Los jueces de la Suprema Corte permanecen en funciones hasta el día de su muerte o cuando elijan retirarse; Kavanaugh, de 53 años, será entonces quien forme parte de la toma de decisiones durante los próximos, digamos, treinta años sobre temas tan controvertidos como el aborto, la pena de muerte, la inmigración y la investigación sobre la colusión entre Trump y Rusia. Reemplazará al Juez Anthony Kennedy, quien se retira y a quien se le conocía por fungir como el “voto bisagra” en la Corte y como el punto de equilibrio entre los ocho jueces –cuatro de ellos considerados liberales y cuatro de ellos considerados conservadores. Los jueces por lo general reflejan las inclinaciones políticas de los presidentes que lo designan, y de Kavanaugh se espera que ayude a mover a la Corte en una dirección más conservadora.

Hay que observar la experiencia de Blasey Ford y la nominación de Kavanaugh no como eventos singulares, sino como parte de un todo mucho mayor que incluye al movimiento #MeToo, que ha envuelto a Estados Unidos desde hace un año. El movimiento comenzó en redes sociales, cuando las personas compartían sus testimonios de acoso y agresión sexual. Desde entonces, el movimiento se transformó en conversaciones, foros y discusiones sobre la omnipresencia y las consecuencias de estas agresiones sexuales. No obstante que el proceso de nominación terminó y Kavanaugh tiene ya su asiento, las conversaciones siguen sucediendo y seguirán reverberando, sin duda unos decibeles más altas a partir de ahora.

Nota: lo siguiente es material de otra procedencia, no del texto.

PR #1431, opened 2024-06-26
Add "or" divider to triage form options

tvararu:
This adds an "or" divider to triage form options.

It also updates the legend styling to match the prototype. It should be bolded on the patient page, and on the update triage outcome page it should not be. For the latter, we need some custom CSS as the `govuk_design_system_formbuilder` fieldset component always specifies a size which sets the font weight to bold and adds a margin.

Also removes some unused code and simplifies the arguments to `AppTriageFormComponent` by removing the `section` and `tab` kwargs, instead passing in the whole URL for the form.

#### Patient page / New triage

Screenshot 2024-06-26 at 09 07 08

#### Updating a triage outcome

image


app/views/manage_consents/triage.html.erb
```diff
@@ -17,11 +17,28 @@
...
+        ) %>
+    <%= f.govuk_radio_button(
+          :status, :delay_vaccination,
+          label: { text: Triage.human_enum_name(:status, :delay_vaccination) },
+        ) %>
+    <%= f.govuk_radio_button(
+          :status, :needs_follow_up,
+          label: { text: Triage.human_enum_name(:status, :needs_follow_up) },
+        ) %>
+  <% end %>
```
thomasleese, line 41: This looks the same to me as the fields in `app_triage_form_component.html.erb`, is there a reason we wouldn't use that component or can we extract this to somewhere shared across both the component and this view?

tvararu: Yup, but I felt like the code looked uglier/harder to understand than without...

Here's something similar to what I tried:

```erb
<%= f.govuk_radio_button(*radio_options(:ready_to_vaccinate)) %>
<%= f.govuk_radio_divider %>
<%= f.govuk_radio_button(*radio_options(: do_not_vaccinate)) %>
<%= f.govuk_radio_button(*radio_options(: delay_vaccination)) %>
<%= f.govuk_radio_button(*radio_options(: needs_follow_up)) %>
```

Where `radio_options` is a helper that returns out `[:status, :ready_to_vaccinate, { label: ... }]`.

However, Ruby is weird about how it handles splatting and keyword args. The code above would error due to passing in 3 arguments when 2 are required. This is because the final argument in my `radio_buttons` helper is a hash, but the radio expects kwargs, which are subtly different. The hash argument needs a double splat `**` but there's no easy way to do that.

So this would work, but it's really ugly:

```erb
<%= f.govuk_radio_button(*radio_options(:ready_to_vaccinate)[0..2], **radio_options(:ready_to_vaccinate).last) %>
```

After 30 minutes spent trying to golf it I decided the duplication isn't so bad yet...

If you can suggest a different way, happy to try it 👍

tvararu: Ah, the reason not to use the component is because the forms are different I guess. I didn't really consider trying to make `AppTriageFormComponent` fit this usecase. I'll look into that now.

tvararu: I've pushed up a commit, I massaged the `AppTriageFormComponent` to make it more flexible to fit this usecase. 💪

thomasleese (approved):
Looks good to me!

misaka (approved):

misaka (approved):

PR #1434, opened 2024-06-26
Enable frozen string literals

thomasleese:
This modifies the Rubocop rules to enforce a frozen string literal comment at the top of every Ruby file, and then runs Rubocop with autocorrect to add one to each file.

Frozen string literals was going to be default in Ruby 3.0, but this didn't happen in the end due to concerns about incompatibility, however I think this is good practice for new projects. An alternative to the comment is using the `--enable=frozen-string-literal` flag, however this applies to third party Gems and the standard library, which may then introduce the compatibility issues.

Aside from not needing to manually call `.freeze` on string literals, this approach introduces a small performance increase (although unlikely to be particularly noticable). However, it does reduce the chance of bugs happening related to mutable string literals.

### DIFF
--- a/config/puma.rb
+++ b/config/puma.rb
@@ -1,3 +1,5 @@
+# frozen_string_literal: true
+
 # Puma can serve each request in a thread from an internal thread pool.
 # The `threads` method setting takes two numbers: a minimum and maximum.
 # Any libraries that use thread pools should be configured to match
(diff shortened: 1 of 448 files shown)


config/puma.rb
```diff
@@ -20,10 +22,10 @@
 end
 
 # Specifies the `environment` that Puma will run in.
-environment ENV.fetch("RAILS_ENV") { "development" }
+environment ENV.fetch("RAILS_ENV", "development")
```
misaka, line 25: ❤️

misaka (approved):
:shipit:

config/puma.rb
thomasleese: Interesting, not sure why `rubocop -A` decided to fix that now 🤔

PR #1435, opened 2024-06-27
Move CIS2 login button to start page

misaka:
This changes the login flow in a couple ways. By putting the Care Identity button on the start page we hide the username/password login from users when in CIS2-mode. That page is still accessible for the time being, though, for dev and testing purposes. The other big change is when a user visits a page that requires authentication, we can no longer just redirect them to the existing login page, since there's no button to use CIS2 there. Also, for security reasons we cannot simply redirect users to the `cis2` omniauth endpoint, as that requires a POST request (see https://github.com/omniauth/omniauth/wiki/Resolving-CVE-2015-9284), so the user is redirected to the Start page and needs to click the Care Identity login button there.

The Care Identity login is placed behind a feature flag so it won't get in the way of development.

image


app/views/pages/start.html.erb
```diff
@@ -10,4 +10,17 @@
...
+<%= govuk_button_to(user_cis2_omniauth_authorize_path, class: "app-button--cis2 nhsuk-u-margin-bottom-4") do %>
+  <svg class="nhsuk-logo" xmlns="http://www.w3.org/2000/svg" viewBox="0 0 80 32" height="27" aria-hidden="true" focusable="false">
+    <path fill="currentColor" d="M80 0v32H0V0h80ZM69 2.2c-5.8 0-11.6 2-11.6 8.8 0 7.4 10.2 5.8 10.2 10 0 2.6-3.4 3-5.6 3-2.2 0-5-.6-6.4-1.4L54 28c2.2.8 5.4 1.4 8 1.4 6.2 0 12.8-1.8 12.8-9 0-7.8-10.2-6.6-10.2-10.2 0-2.2 2.2-2.6 5-2.6 2.6 0 4.4.6 5.8 1.2L77 3.4c-1.8-.8-4.8-1.2-8-1.2ZM16.6 3H7.8L2.2 29h6.6l3.6-18h.2L18 29h8.6l5.6-26h-6.6L22 21h-.2L16.6 3Zm25.2 0h-7.2l-5.2 26h6.8l2.4-11.2h8.2L44.6 29h7L57 3h-7l-2.2 9.8h-8l2-9.8Z"></path>
+  </svg>
+
+  <span>Care Identity</span>
+<% end %>
+
+<p class="nhsuk-body">
+  <a class="nhsuk-link" href="https://manage-care-identities.care-identity-service2.nhs.uk/#/self-service/unlock-authenticator">
```
thomasleese: This goes to a 404 page for me, is the URL incorrect or is it not live yet?

spec/features/login_spec.rb
```diff
@@ -0,0 +1,40 @@
...
+  def given_the_cis2_feature_flag_is_disabled
+    Flipper.disable(:cis2)
+  end
+
+  def when_i_go_to_the_service
+    visit "/"
+  end
+
+  def then_i_should_see_the_cis2_login_button
+    expect(page).to have_button "Care Identity"
```
thomasleese:
```suggestion
    expect(page).to have_button "Log in with my Care Identity"
```

Should we check for this to ensure the content from the CSS is coming through as well?

app/controllers/application_controller.rb
```diff
@@ -26,6 +26,17 @@ class UnprocessableEntity < StandardError
 
   private
 
+  def authenticate_user!
+    unless user_signed_in? ||
+             request.path.in?(
+               [new_user_session_path, destroy_user_session_path]
+             )
+      store_location_for(:user, request.fullpath) if request.path != start_path
+      flash[:info] = "You must be logged in to access this page"
```
thomasleese, line 35:
```suggestion
      flash[:info] = "You must be logged in to access this page."
```

Would we put a full stop here?

app/views/pages/start.html.erb
misaka: I'm getting this page, which is an error but not a 404. tbh I'm not sure exactly how this is meant to work, but I thought we could 🥾🥫 until we better understood this stuff.

image

misaka:
@thomasleese Changes made (existing commits redone). Can you double check the 404, and if so can we have a look together?

app/views/pages/start.html.erb
thomasleese: Turns out this is a country thing, looks like that page only works in the UK, it worked when I switched on my VPN. I've attached what it looks like outside the UK.

Screenshot 2024-06-27 at 13 16 47

thomasleese (approved):

spec/features/login_spec.rb
misaka: Ugh. That's right, I did try this, and it did blow up, and I did ¯\\\_(ツ)_/¯ and did move on. _le sigh_

image

I'm not sure this is worth the effort to figure out, but if you know of a way to make this work happy to implement.

tvararu (approved):

app/views/pages/start.html.erb
misaka: Ah, interesting. The dev CIS2 worked when I was out of the country recently, and I was wondering if production was going to be region-restricted. Glad to see it is.

tvararu (approved):

PR #2179, opened 2024-10-28
Turn on cis2 be default in tests

misaka:
As we are moving towards having CIS2 enabled by default, in deployed envs at least, I wanted to update the tests to work in CIS2 mode. With this change all the tests now run in CIS2 mode by default. Some tests that tested local-user access have been temporarily disabled, to run them you need  to disable CIS2 in `config/settings/test.yml` and then run rspec with the correct tag:

```
bundle exec rspec -t local_users
```


thomasleese (approved):

tvararu (approved):
https://github.com/nhsuk/manage-vaccinations-in-schools/pull/2177 needs to be merged first?

PR #2192, opened 2024-10-28
Log id token when cis2 auth errors

misaka:
We've had some issues where an exception is raised while we process smartcard logisn. This should help us debug them better.


thomasleese (approved):
Another option could be to sent this information to Sentry, but this works too.

misaka:
> Another option could be to sent this information to Sentry, but this works too.

Good idea. Do you remember how to do that offhand?

misaka:
`with_scope` seems like a good candidate. https://docs.sentry.io/platforms/ruby/guides/rack/enriching-events/scopes/#using-with-scope

thomasleese:
> `with_scope` seems like a good candidate. https://docs.sentry.io/platforms/ruby/guides/rack/enriching-events/scopes/#using-with-scope

Yeah, that's the one, and then you can add `context` here: https://docs.sentry.io/platforms/ruby/enriching-events/context/

PR #2193, opened 2024-10-28
Mark patients as invalid when NHS number is invalid

thomasleese:
If the NHS number itself is invalid we can mark the patient as invalid. This extends the definition of an invalid patient from the definition in PDS to include these cases.

An advantage of this is that we can avoid checking PDS for patients we know will never succeed by excluding all types of invalid patients. A potential disadvantage is that these patients will appear in the notices, although I’d argue they are still "invalid".

### DIFF
--- a/app/jobs/patient_update_from_pds_job.rb
+++ b/app/jobs/patient_update_from_pds_job.rb
@@ -5,7 +5,6 @@ class PatientUpdateFromPDSJob < ApplicationJob
 
   queue_as :pds
 
-  discard_on NHS::PDS::InvalidNHSNumber
   discard_on NHS::PDS::PatientNotFound
 
   def perform(patient)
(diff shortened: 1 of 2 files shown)


thomasleese:
> Could we hold off merging this? I'm not sure whether we will have thousands of these records in a given cohort and that could overwhelm the important notices view...

Yeah no problem.

benilovj:
Arguably this need is now met by https://github.com/nhsuk/manage-vaccinations-in-schools/pull/2292

thomasleese:
> Arguably this need is now met by #2292

I still think maybe it's worth flagging `NHS::PDS::InvalidNHSNumber` as invalid, this is where the NHS number is itself never going to return a person because it's invalid in some way (i.e. check digit is wrong), because we should never have a patient with an invalid NHS number.

But I agree `NHS::PDS::PatientNotFound` is probably covered by #2292.

benilovj:
> I still think maybe it's worth flagging `NHS::PDS::InvalidNHSNumber` as invalid, this is where the NHS number is itself never going to return a person because it's invalid in some way (i.e. check digit is wrong), because we should never have a patient with an invalid NHS number.

Agreed.

benilovj (approved):

PR #2229, opened 2024-10-30
Don't move patients when they have draft records

misaka:
Currently if a patient has a draft gillick assessment or vaccination record, when they are moved between schools an error is triggered. This is because the existing draft records cause a foreign key constraint error.

https://good-machine.sentry.io/issues/6028433066/

The fix in this PR is to treat draft versions of these associations the same as the recorded versions. This appears to be align with the spirit of PR #2018 which introduces the change to not move patients who have gillick assessments or vaccination records.

It's also possible the right fix is to remove these draft records, but that seems unlikely since as the #2018 states, it's unclear what actual state the patient record is in.

### DIFF
--- a/app/models/patient_session.rb
+++ b/app/models/patient_session.rb
@@ -119,7 +119,8 @@ class PatientSession < ApplicationRecord
   end
 
   def safe_to_destroy?
-    vaccination_records.empty? && gillick_assessments.empty?
+    VaccinationRecord.where(patient_session: self).empty? &&
+      GillickAssessment.where(patient_session: self).empty?
   end
 
   def destroy_if_safe!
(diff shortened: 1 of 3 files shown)


benilovj (changes requested):
I'm not sure this is the right approach. If a Gillick assessment has been recorded, it means a child was seen by a nurse during a session. If a draft exists, it doesn't mean anything - it could just mean someone clicked on the option and then clicked away, like what happened on the test env. 

I think we should be discarding the draft here and proceeding with the move.

misaka:
Will sort tomorrow.

thomasleese (dismissed):

PR #2230, opened 2024-10-30
Add explicit cancel link on the 'Edit session dates' page

benilovj:
Without this, the only way off the page is to find the dinky 'Back' link right at the top of a potentially long page.

image


thomasleese (approved):

benilovj:
@paulrobertlloyd this isn't in the designs, it's a dev-design suggestion that I'm easy if we choose not to proceed with.

tvararu (approved):

paulrobertlloyd:
Works for me!

PR #2245, opened 2024-10-30
Remove draft records when moving patient

misaka:
Patients may have draft gillick assessments or vaccination recrods which need to be removed before they can be moved to a new session.

This replaces the previous PR (#2229) which would copy patient record instead of moving it if it had any draft records. (didn't realise renaming the branch would close it)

Al dirigirse a la Dra. Blasey Ford durante su testimonio, el senador Patrick Leahy resumió la situación así: “La valentía es contagiosa. Sin duda es la fuerza que impulsa al movimiento #MeToo. Y que usted comparta su historia tendrá un impacto positivo y duradero para muchas sobrevivientes en nuestro país. Tenemos una deuda de gratitud con usted por ello, Doctora”.